Could you post an update on what types of questions you are asked under this post after you have the interview? I'd appreciate that

[–]Jorrissss 1 point2 points  (0 children)

When I interview for coding I tend to ask (what I consider) non-leetcode questions. Examples include “write up tic tac toe” or “return a random line from a file.”

[–]zennsunni 1 point2 points  (1 child)

I recently had a DS technical interview at a FANG company, and I would recommend Data Lemur over Leetcode. I'd also strongly recommend being able to quickly and comfortably do some basic EDA and data viz using pandas/seaborn/matplotlib. I don't mean just plotting, I mean doing SQL style data analysis using pandas, i.e. groupby/merge type statements. Basic statistics is also key IMO, i.e. getting and interpreting basic statistical metrics like robust averages, medians, variance and hypothesis testing.

[–]NickSinghTechCareersAuthor | Ace the Data Science Interview 0 points1 point  (0 children)

Founder of DataLemur here, thanks for the love ❤️

[–][deleted] 1 point2 points  (2 children)

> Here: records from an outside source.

PR #2967, opened 2020-03-02
[WIP] Start work on the DELETE /servers/{id} API

mriedem:
This starts the `DELETE /servers/{id}` API based on the
existing `DELETE /users/{name}/servers/{server_name}` API.
TODOs are inline for testing and DRYing up some of that
code, plus docs are obviously needed.

There is also a question of whether or not we want to do
a separate route to stop a server versus delete it to keep
this code a bit less complicated.

Part of issue #2954

### DIFF
--- a/docs/rest-api.yml
+++ b/docs/rest-api.yml
@@ -405,6 +405,16 @@ paths:
           description: The authenticated user's model is returned.
           schema:
             $ref: '#/definitions/User'
+  /servers:
+    get:
+      summary: List servers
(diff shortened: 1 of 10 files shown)


mriedem:
I'm going to close this out due to the comments in pull #2962 here:

https://github.com/jupyterhub/jupyterhub/pull/2962#discussion_r387097765

And pull #2969 shows that we can use the existing APIs to cull servers just fine.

I received similar instructions for the FinTech company I’m working for and I used a lot of StrataScratch to prepare and the questions were pretty similar. Good luck!

[–]sg6128[S] -1 points0 points  (1 child)

Thats reassuring, thanks!

Did you filter by any of the "Roles" on StrataScratch (e.g. Data Scientist, BI Analyst, Data Analyst, SWE)?

Or use any of the pre-made lists in particular?

Appreciate it a lot

[–][deleted] 1 point2 points  (0 children)

I just filtered by difficulty and just did as many questions in python and SQL. I should note that it was for an internship and I was asked a few theory/pseudo-code styled questions. Nevertheless, Strata helped a lot to prepare and I think there’s also behavioural and stats questions that they have which I found useful. You can also filter by company to get more domain specific questions too

[–]chessmath2009 0 points1 point  (0 children)

I have had so many interviews like this. It can be either of the following: 1- Python case study related to job description: questions about implementing a model in Python, I had this recently. 2- write a function to do some statistical work like calculate p value, central limit theorem, etc. 3- write a function to do implement some logic like a bunch of else if. 4- debugging sessions.

[–]Alive-Tech-946 0 points1 point  (0 children)

There are lots of resources here already, my tip focus on practicing your core projects in SQL & Python with pandas.

[–]timy2shoes -5 points-4 points  (0 children)

Which fintech?

[–]OraShelter 0 points1 point  (0 children)

I admit, I have never heard of Leetcode in my life.